- Origin: Laghman Province, Kingdom of Afghanistan
- Genres: Folklore, Pop
- Years active: 1980–present
- Labels: Afghan Vision Records, Ariana Records

= Mangal (singer) =

Mangal (منګل) is an Afghan singer originally from Laghman Province of Afghanistan. He and his ex-wife, Naghma, were a popular duo during the 1970s and early 1990s. Mangal sings in Pashto and Dari. His music is popular in Afghanistan and parts of Pakistan, including among the Afghan diaspora and Pashtun diaspora around the world.

==Career==
Mangal was born in Laghman Province of Afghanistan. As a young boy, he developed an interest in music. Mangal joined Naghma, a Farsiwan and Pashtun singer residing in Kabul. The two later got married.

With impending civil war, the couple left Afghanistan for Dubai in the United Arab Emirates and then in 1992 began residing in Pakistan. There, they became successful with an enthusiastic crowd of Afghan exiles who were nostalgic for their native music. Their financial situation by this time had improved significantly. In the late 1990s, they immigrated to the United States.
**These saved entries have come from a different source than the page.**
PR #2954, opened 2023-03-11
Clientservice and replica handling for primary-only logic for Eth Filter APIs

harsht1737:
* **Problem Overview**  
 This handling involves introducing PRIMARY_ONLY flag and setting it when we receive request from ethrpc and propagate this flag appropriately to Concord where it can, send replies from primary node only and do not process request on any other node. Replies are tagged with same flag so that we don't participate in reply consensus as reply is served only from primary node.

### DIFF
--- a/client/client_pool/src/concord_client_pool.cpp
+++ b/client/client_pool/src/concord_client_pool.cpp
@@ -480,6 +480,9 @@ void SingleRequestProcessingJob::execute() {
       read_config_.request.max_reply_size = max_reply_size_;
     }
     read_config_.request.reconfiguration = flags_ & RECONFIG_FLAG_REQ;
+    if ((flags_ & PRIMARY_ONLY_REQ) == PRIMARY_ONLY_REQ) {
+      read_config_.request.primary_only = true;
+    }
     res = processing_client_->SendRequest(read_config_, std::move(request_));
   } else {
     write_config_.request.timeout = timeout_ms_;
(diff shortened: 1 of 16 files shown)


yuliasherman (commented):
What is the use case for this approach? We cannot serve write requests this way.

yuliasherman:
What is the use case for this approach? We cannot serve write requests this way.

client/client_pool/src/concord_client_pool.cpp
```diff
@@ -473,6 +480,9 @@ void SingleRequestProcessingJob::execute() {
       read_config_.request.max_reply_size = max_reply_size_;
     }
     read_config_.request.reconfiguration = flags_ & RECONFIG_FLAG_REQ;
```
rachitchadha, line 482: is reconfiguration and primary_only mutually exclusive for a single read request?
If yes, then better to place them in if else block like it has been done in above code.

client/proto/request/v1/request.proto
```diff
@@ -65,6 +65,12 @@ message Request {
   // `correlation_id` to a sequence number which can be used to track the request
   // in log messages in the blockchain network.
   optional string correlation_id = 5;
+
+  // Optional flag to mark the request as primary-only.
+  // A primary-only request is a read-only request intended to be served by 
+  // primary node only and this request is ignored by other non-primary nodes.
```
rachitchadha, line 71: To avoid the confusion please use validator node instead of node.

PR #1739, opened 2021-03-22
1732 Spline 0.6 integration

### LINKED ISSUE #1732: Integrated Spline 0.6
## Background
Spline 0.6 is nearing release. Let's upgrade to this version and release with it.

## Feature
Upgrade dependencies in #1175 to 0.6.

- [ ] SparkJobs - include Spline Spark Agent, possible configurations update
- [ ] Menas - UI integration

AdrianOlosutean:
Closes #1732


benedeki:
Just curious why you included the Swagger in this PR? 😉

AdrianOlosutean:
> Just curious why you included the Swagger in this PR? 😉

I considered it's quite useful to add it after separating Menas. If you think it's better, I will put the changes in a separate PR

menas/src/main/resources/application.properties.template
```diff
@@ -130,8 +126,11 @@ menas.oozie.mavenSparkJobsJarLocation=/za/co/absa/enceladus/spark-jobs/@project.
 #Menas URL for submitted std and conf jobs
 menas.oozie.menasApiURL=http://menasHostname:8080/menas/api
 
-#Mongo address for spline for the submitted jobs
-menas.oozie.splineMongoURL=mongodb://localhost:27017
+#The URL address of Spline for the submitted jobs
```
benedeki, line 129: I would get rid of it _Spline_ reference from Oozie code completely. Let's take if from `application.conf`.

menas/src/main/scala/za/co/absa/enceladus/menas/repositories/OozieRepository.scala
```diff
@@ -96,8 +95,11 @@ class OozieRepository @Autowired() (oozieClientRes: Either[OozieConfigurationExc
   @Value("${menas.oozie.menasApiURL:}")
   val menasApiURL: String = ""
 
-  @Value("${menas.oozie.splineMongoURL:}")
-  val splineMongoURL: String = ""
+  @Value("${menas.oozie.lineageWriteApiUrl:}")
```
benedeki, line 98: As mentioned above, I would get rid of Oozie code to anyhow know about _Spline_ or lineage.

scripts/bash/enceladus_env.template.sh
```diff
@@ -16,10 +16,9 @@
 # Environment configuration
 STD_HDFS_PATH="/bigdata/std/std-{0}-{1}-{2}-{3}"
 
-# MongoDB connection configuration for Spline
+# Configuration for Spline
 # Important! Special characters should be escaped using triple backslashes (\\\)
-SPLINE_MONGODB_URL="mongodb://localhost:27017"
-SPLINE_MONGODB_NAME="spline"
+SPLINE_PRODUCER_URL="http://localhost:8080/spline/producer"
```
benedeki, line 21: If done as suggested above, should not be needed.

scripts/bash/run_enceladus.sh
```diff
@@ -447,7 +447,7 @@ else
 fi
 
 JVM_CONF="spark.driver.extraJavaOptions=-Dstandardized.hdfs.path=$STD_HDFS_PATH \
--Dspline.mongodb.url=$SPLINE_MONGODB_URL -Dspline.mongodb.name=$SPLINE_MONGODB_NAME -Dhdp.version=$HDP_VERSION \
+-Dspline.producer.url=$SPLINE_PRODUCER_URL -Dhdp.version=$HDP_VERSION \
```
benedeki, line 450: Part of "no Spline configuration on command line" clearing.

benedeki (commented):
> 
> 
> > Just curious why you included the Swagger in this PR? 😉
> 
> I considered it's quite useful to add it after separating Menas. If you think it's better, I will put the changes in a separate PR

It is definitely useful, no doubt. But I see no crossover with the Spline integration. So having it in one PR - particularly when there already was a PR (maybe not on separated Menas) - seems contra productive, just increases the size of the PR.
Furthermore Spline is dragging behind a little. Swagger could be already merged.... Perhpas it would be worth to separate into its own PR. 🤔

pom.xml
```diff
@@ -141,7 +141,7 @@
         <maven.rat.plugin.version>0.12</maven.rat.plugin.version>
         <maven.scala.version>4.4.0</maven.scala.version>
         <maven.scoverage.version>1.3.0</maven.scoverage.version>
-        <maven.shade.version>3.2.1</maven.shade.version>
+        <maven.shade.version>3.1.1</maven.shade.version>
```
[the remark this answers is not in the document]
AdrianOlosutean: No particular reason, probably a merge leftover

menas-web/ui/service/RestDAO.js
```diff
@@ -232,4 +232,5 @@ class ConfigRestClient {
   static getEnvironmentName() {
     return RestClient.get(`/configuration/environment`)
   }
+
```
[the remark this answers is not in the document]
AdrianOlosutean: Nope

menas/src/main/scala/za/co/absa/enceladus/menas/HDFSConfig.scala
```diff
@@ -28,7 +28,7 @@ import org.springframework.context.annotation.{Bean, Configuration}
 class HDFSConfig @Autowired() (spark: SparkSession) {
   private val logger = LoggerFactory.getLogger(this.getClass)
 
-  @Value("${menas.hadoop.auth.method}")
+  @Value("${menas.hadoop.auth.method:}")
```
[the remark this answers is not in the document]
AdrianOlosutean: It used to fail before because of this, but we solved it another way. Anyway, it seems to be the only one without a colon here

menas/src/main/resources/application.properties.template
AdrianOlosutean: I also thought of this, but wouldn't it break Oozie integration?

menas/src/main/scala/za/co/absa/enceladus/menas/HDFSConfig.scala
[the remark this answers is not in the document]
dk1844: Let's not forget what the colon means - in general, it changes the meaning of the property `${"my.property.key"}` (without default value - so failing to find it in the config should cause a failure) to `${"my.property.key:defaultValueForThatKey"}` (where failing to find the key in config just fallbacks to the default - and the _nothing_ after the colon means default empty string, but having default provided nonetheless)

Most probably, you all knew all this, just stating it so we just "don't add" colons because it is present elsewhere, but we consider the true meaning - and here that it should be _whether it is reasonable to provide default empty string when the key is not found in properties_.

dk1844 (approved):
LGTM (read the code and test-ran on EKS/Fargate with @AdrianOlosutean )

dk1844 (approved):
LGTM (read the code and test-ran on EKS/Fargate with @AdrianOlosutean )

After establishing contact with the Afghan-American community of Northern California, the duo held a series of performances.

==Personal life==
Mangal has eventually divorced from Naghma. The two have four children, two sons and two daughters. Their divorce has also cast a doubt as to whether this former pair can reconcile at least on the professional level. He later remarried and resides in California. While he performs solo in private events and television programs, Mangal is continuing his career as a professional artist. He is known to be very patriotic of Afghan culture and has dedicated many songs to Afghanistan.